Target metadata is an array in the tasks.json schema file that defines each target’s characteristics. It serves as a logical connection between task_ids and corresponding output_types:

        flowchart LR
    subgraph task-id["task_ids"]
    target
    end

    subgraph output-type["output_type"]
    vars["[output type objects]"]
    end

    subgraph target-metadata["target_metadata"]
    subgraph tk["target_keys"]
    tktarget["target"]
    end
    target-type["target_type"]
    end

    tktarget -->|"matches"| target
    target-type -->|"corresponds to"| vars
    

Example#

Here is an example of how the target metadata fields might appear in the tasks.json schema for a Hub whose target is incident COVID-19 hospitalizations.

"target_metadata": [
    {
        "target_id": "inc covid hosp",
        "target_name": "Daily incident COVID hospitalizations",
        "target_units": "count",
        "target_keys": {
            "target": "inc covid hosp"
        },
        "description": "Daily newly reported hospitalizations where the patient has COVID, as reported by hospital facilities and aggregated in the HHS Protect data collection system.",
        "target_type": "discrete",
        "is_step_ahead": true,
        "time_unit": "day"
    }
]

Details#

Target metadata comprises the following fields:

  • target_id: a short description uniquely identifying the target.

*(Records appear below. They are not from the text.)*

PR #899, opened 2022-12-18
 build: support Clang + MSVC/WinSDK libraries

invertego:
This change makes it possible to build ares using Clang without MinGW-w64. All that is required is a copy of Visual Studio (or Build Tools for Visual Studio) and Clang (also available through the VS installer) along with GNU Make.

To build, just open an x64 Native Tools command prompt and run `make compiler=clang++` as usual.

New CI builds are added to test this configuration for both x64 and ARM64.

### DIFF
--- a/ares/GNUmakefile
+++ b/ares/GNUmakefile
@@ -1,7 +1,5 @@
 ifeq ($(platform),windows)
   options += -luuid -lkernel32 -luser32 -lgdi32 -lcomctl32 -lcomdlg32 -lshell32
-  options += -Wl,-enable-auto-import
-  options += -Wl,-enable-runtime-pseudo-reloc
 else ifeq ($(platform),macos)
 else ifneq ($(filter $(platform),linux bsd),)
   options += -Wl,-export-dynamic
--- a/ares/n64/cpu/interpreter-ipu.cpp
+++ b/ares/n64/cpu/interpreter-ipu.cpp
@@ -252,9 +252,19 @@ auto CPU::DADDU(r64& rd, cr64& rs, cr64& rt) -> void {
 auto CPU::DDIV(cr64& rs, cr64& rt) -> void {
   if(!context.kernelMode() && context.bits == 32) return exception.reservedInstruction();
   if(rt.s64) {
+    #if defined(_MSC_VER)
+    if(rs.s64 != (-1LL << 63) || rt.s64 != -1LL) {
+      LO.u64 = rs.s64 / rt.s64;
+      HI.u64 = rs.s64 % rt.s64;
+    } else {
+      LO.u64 = rs.s64;
+      HI.u64 = 0;
+    }
+    #else
     //cast to i128 to prevent exception on INT64_MIN / -1
     LO.u64 = s128(rs.s64) / s128(rt.s64);
     HI.u64 = s128(rs.s64) % s128(rt.s64);
+    #endif
   } else {
     LO.u64 = rs.s64 < 0 ? +1 : -1;
     HI.u64 = rs.s64;
--- a/ares/sfc/expansion/21fx/21fx.cpp
+++ b/ares/sfc/expansion/21fx/21fx.cpp
@@ -30,8 +30,8 @@ S21FX::S21FX(Node::Port parent) {
 
   string filename{Path::temporary(), "21fx.so"};
   if(link.openAbsolute(filename)) {
-    linkInit = link.sym("fx_init");
-    linkMain = link.sym("fx_main");
+    linkInit = (decltype(linkInit)::cast)link.sym("fx_init");
+    linkMain = (decltype(linkMain)::cast)link.sym("fx_main");
   }
 }
 
--- a/hiro/GNUmakefile
+++ b/hiro/GNUmakefile
@@ -74,9 +74,19 @@ ifeq ($(hiro.resource),)
   hiro.resource := $(hiro.path)/windows/hiro.rc
 endif
 
+ifneq ($(findstring windres,$(windres)),)
+  # windres
+  hiro.resource.extension := .o
+  hiro.resource.command = $1 $2
+else
+  # rc
+  hiro.resource.extension := .res
+  hiro.resource.command = /FO $2 $1
+endif
+
 hiro.objects := \
   $(object.path)/hiro-$(hiro).o \
-  $(if $(filter windows,$(hiro)),$(object.path)/hiro-resource.o)
+  $(if $(filter windows,$(hiro)),$(object.path)/hiro-resource$(hiro.resource.extension))
 
 $(object.path)/hiro-$(hiro).o: $(hiro.path)/hiro.cpp
 	$(if $(filter qt%,$(hiro)),$(info Compiling $(hiro.path)/qt/qt.moc ...))
@@ -84,9 +94,9 @@ $(object.path)/hiro-$(hiro).o: $(hiro.path)/hiro.cpp
 	$(info Compiling $(subst ../,,$<) ...)
 	@$(compiler) $(hiro.flags) $(flags) $(flags.deps) -c $< -o $@
 
-$(object.path)/hiro-resource.o: $(hiro.resource)
+$(object.path)/hiro-resource$(hiro.resource.extension): $(hiro.resource)
 	$(info Compiling $(subst ../,,$<) ...)
-	@$(windres) $< $@
+	@$(windres) $(call hiro.resource.command,$<,$@)
 
 hiro.verbose:
 	$(info hiro Target:)
--- a/hiro/windows/utility.cpp
+++ b/hiro/windows/utility.cpp
@@ -7,12 +7,6 @@ static constexpr u32 Windows7     = 0x0601;
 
 static auto Button_CustomDraw(HWND, PAINTSTRUCT&, bool, bool, bool, u32, const Font&, const image&, Orientation, const string&) -> void;
 
-static auto OsVersion() -> u32 {
-  OSVERSIONINFO versionInfo{0};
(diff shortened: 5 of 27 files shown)


ares/GNUmakefile
```diff
@@ -1,7 +1,5 @@
 ifeq ($(platform),windows)
   options += -luuid -lkernel32 -luser32 -lgdi32 -lcomctl32 -lcomdlg32 -lshell32
-  options += -Wl,-enable-auto-import
```
invertego, line 3: These seem to be very old MinGW options that no longer serve a purpose. They've been untouched for at least 12 years.

ares/n64/cpu/interpreter-ipu.cpp
```diff
@@ -252,9 +252,19 @@ auto CPU::DADDU(r64& rd, cr64& rs, cr64& rt) -> void {
...
+    if(rs.s64 != (-1LL << 63) || rt.s64 != -1LL) {
+      LO.u64 = rs.s64 / rt.s64;
+      HI.u64 = rs.s64 % rt.s64;
+    } else {
+      LO.u64 = rs.s64;
+      HI.u64 = 0;
+    }
+    #else
     //cast to i128 to prevent exception on INT64_MIN / -1
     LO.u64 = s128(rs.s64) / s128(rt.s64);
```
invertego, line 265: Rather than emitting extended division instructions, Clang was emitting calls to a builtins library that isn't linked in automatically when using the msvc target. It's debatable whether this optimization is really significant in the first place.

ares/sfc/expansion/21fx/21fx.cpp
```diff
@@ -30,8 +30,8 @@ S21FX::S21FX(Node::Port parent) {
 
   string filename{Path::temporary(), "21fx.so"};
   if(link.openAbsolute(filename)) {
-    linkInit = link.sym("fx_init");
-    linkMain = link.sym("fx_main");
+    linkInit = (decltype(linkInit)::cast)link.sym("fx_init");
```
invertego, line 33: Casts are now required because I removed the void* assignment operator.

hiro/GNUmakefile
```diff
@@ -74,19 +74,29 @@ ifeq ($(hiro.resource),)
   hiro.resource := $(hiro.path)/windows/hiro.rc
 endif
 
+ifneq ($(findstring windres,$(windres)),)
```
invertego, line 77: You don't get (the LLVM version of) windres if you just install Clang by itself. Well, technically you do, because the same llvm-rc executable is capable of operating as a replacement for windres (the GCC resource compiler) or rc (the MSVC resource compiler) based on the name of the executable, but there's no way to override which one it masquerades as - it looks at argv[0] to decide.

Using llvm-rc as an rc replacement is actually preferable to windres in some ways, though. It outputs an architecture agnostic .res file instead of an .o file, and the latter just adds an extra wrinkle when cross compiling.

hiro/windows/utility.cpp
```diff
@@ -179,7 +173,7 @@ static auto CALLBACK Shared_windowProc(WindowProc windowProc, HWND hwnd, UINT ms
   if(!window) return DefWindowProc(hwnd, msg, wparam, lparam);
   auto pWindow = window->self();
   if(!pWindow) return DefWindowProc(hwnd, msg, wparam, lparam);
-
+
```
invertego, line 176: This file had mixed LF and CRLF line endings that my editor cleaned up.

hiro/windows/utility.cpp
```diff
@@ -7,12 +7,6 @@ static constexpr u32 Windows7     = 0x0601;
 
 static auto Button_CustomDraw(HWND, PAINTSTRUCT&, bool, bool, bool, u32, const Font&, const image&, Orientation, const string&) -> void;
 
-static auto OsVersion() -> u32 {
-  OSVERSIONINFO versionInfo{0};
-  versionInfo.dwOSVersionInfoSize = sizeof(OSVERSIONINFO);
-  GetVersionEx(&versionInfo);
```
invertego, line 13: The call to GetVersionEx was causing deprecation warnings. I starting looking into how to silence those when I realized this code is entirely unused, so I just removed it.

nall/GNUmakefile
```diff
@@ -187,12 +198,20 @@ endif
...
 # windows settings
 ifeq ($(platform),windows)
-  options += -mthreads -lpthread -lws2_32 -lole32
+  extension := .exe
+  ifeq ($(msvc),true)
+    flags += -D_CRT_SECURE_NO_WARNINGS -D_CRT_NONSTDC_NO_WARNINGS -DNOMINMAX
+  endif
+  options += -mthreads -lws2_32 -lole32 -lshell32
   options += $(if $(findstring clang++,$(compiler)),-fuse-ld=lld)
-  options += $(if $(findstring g++,$(compiler)),-static -static-libgcc -static-libstdc++)
```
invertego, line 192: A couple of things to note:
- Due to "g++" being a substring of "clang++", this was being applied to both compilers.
- On my machine, -static-libgcc and -static-libstdc++ weren't having any effect on the build output with either GCC or Clang. I removed them because they caused unused option warnings in the new build configuration.

nall/chrono.hpp
```diff
@@ -3,14 +3,15 @@
 #include <nall/function.hpp>
 #include <nall/string.hpp>
 
+#include <chrono>
+
 namespace nall::chrono {
 
 //passage of time functions (from unknown epoch)
 
 inline auto nanosecond() -> u64 {
```
invertego, line 12: MSVC doesn't implement this POSIX API. I initially had a _MSC_VER check here but I couldn't see any reason not to just use std::chrono everywhere. This also allowed me to stop linking against winpthreads in the existing Windows build configuration (which is where the MinGW implementation of this API resides) as it was our only dependency on that library.

nall/function.hpp
```diff
@@ -37,12 +36,6 @@ template<typename R, typename... P> struct function<auto (P...) -> R> {
     return *this;
   }
 
-  auto operator=(void* source) -> function& {
```
invertego, line 40: Clang couldn't decide which assignment operator to use when this one was an option. Casting function pointers to void* is implementation-defined and kind of frowned upon anyway, so I decided to just drop it.

nall/platform.cpp
```diff
@@ -20,6 +20,14 @@ NALL_HEADER_INLINE auto setsockopt(int socket, int level, int option_name, const
   return ::setsockopt(socket, level, option_name, (const char*)option_value, option_len);
 }
 
+NALL_HEADER_INLINE auto usleep(unsigned int us) -> int {
```
invertego, line 23: This is just what the MinGW-w64 implementation of usleep() happens to do; I didn't want to change behavior here. At some point, it would probably be wise to evaluate everywhere ares is doing sleeps and seek better alternatives.

nall/serializer.hpp
```diff
@@ -76,10 +76,11 @@ struct serializer {
   }
 
   template<typename T> auto operator()(T& value) -> serializer& {
-    static_assert(has_serialize_v<T> || is_integral_v<T> || is_floating_point_v<T>);
+    constexpr bool integral = is_integral_v<T> || is_same_v<T, u128>;
```
invertego, line 79: Yet another way __int128 is sketchy. I'd like to get rid of the remaining uses of 128-bit types.

https://quuxplusone.github.io/blog/2019/02/28/is-int128-integral/

LukeUsher:
> This change makes it possible to build ares using Clang without MinGW-w64. All that is required is a copy of Visual Studio (or Build Tools for Visual Studio) and Clang (also available through the VS installer) along with GNU Make.
> 
> To build, just open an x64 Native Tools command prompt and run `make compiler=clang++` as usual.
> 
> New CI builds are added to test this configuration for both x64 and ARM64.

In this scenario where does make come from? using Visual Studio native tools there is no make in PATH; and nmake is not compatible with gnumake.

nall/platform.cpp
LukeUsher: consider std::this_thread::sleep_for() ?

LukeUsher:
I tested this locally by using mingw32-make from my msys installation, but we can't assume that to be present for most people; since MSVC doesn't provide a gnumake, people wishing to compile will still require their own; it doesn't come with clang.

I ran this from the visual studio command prompt, without msys in my path
`C:\msys64\clang64\bin\mingw32-make.exe compiler=clang++ -j14`

invertego:
Yeah, I'm aware. Ive been pondering where to advise people to acquire make. There are plenty of prebuilt copies floating around the internet. One option would be to direct people to Chocolatey (`choco install make`) but not everyone has that installed.

Long term I'd prefer to replace the GNU Make dependency with CMake, or at least offer CMake as an alternative.

invertego:
choco offers make 4.3.
scoop offers make 4.4.
winget offers make 3.81 - the GnuWin32 release that dates to 2006. 🙃

invertego:
The copy from the msys2 package works standalone, but it's a bit of a struggle to extract thanks to the zstandard compression.
https://mirror.msys2.org/mingw/mingw64/mingw-w64-x86_64-make-4.4-2-any.pkg.tar.zst

The copy provided by scoop is hosted in a zip on SourceForge which is pretty easy to link users to directly.
https://sourceforge.net/projects/ezwinports/files/make-4.4-without-guile-w32-bin.zip/download

nall/platform.cpp
invertego: Yeah, that seems like a good candidate, but I'd leave it for a separate change.

LukeUsher:
I do like the idea of moving to cmake, it has been discussed in the ares discord a couple of times, and I did get it working on Windows already in an experimental fork, it might be time to revisit it now.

  • target_name: a longer, human-readable description of the target, which could be used as a visualization axis label.

  • target_units: the unit of observation used for this target.

  • target_keys: a set of one or more name/value pairs that must match a target defined in the task_ids section of the schema. Each value, or the combination of values if multiple keys are specified, defines a single target value.

  • description: a verbose explanation of the target, which might include details on the measure used for the target or a definition of ‘rate’, for example.

  • target_type: the target’s statistical data type that must correspond to the output_type section of the schema.

    The following table lists the possible values for target_type (rows) and the corresponding output_type (columns). An X indicates that the output type can be used with the target type, and a - means that it can not be used. We note that for the binary data type row, mean and median output_type are X’ed for definitional consistency, but in practice, the hubverse recommends using pmf or sample output_type as a more natural way to represent these values.

    target_type

    mean

    median

    quantile

    cdf

    pmf

    sample

    continuous

    X

    X

    X

    X

    -

    X

    discrete

    X

    X

    X

    X

    X

    X

    nominal

    -

    -

    -

    -

    X

    X

    binary

    X

    X

    -

    -

    X

    X

    date

    X

    X

    X

    X

    X

    X

    ordinal

    -

    X

    X

    X

    X

    X

    compositional

    X

    X

    -

    -

    -

    X

  • is_step_ahead: a Boolean value that indicates whether the target is part of a sequence of values, defined by time_unit.

  • time_unit: When is_step_ahead is true, this field should be one of "day", "week", or "month", defining the unit of time steps. This field will be ignored when is_step_ahead is false.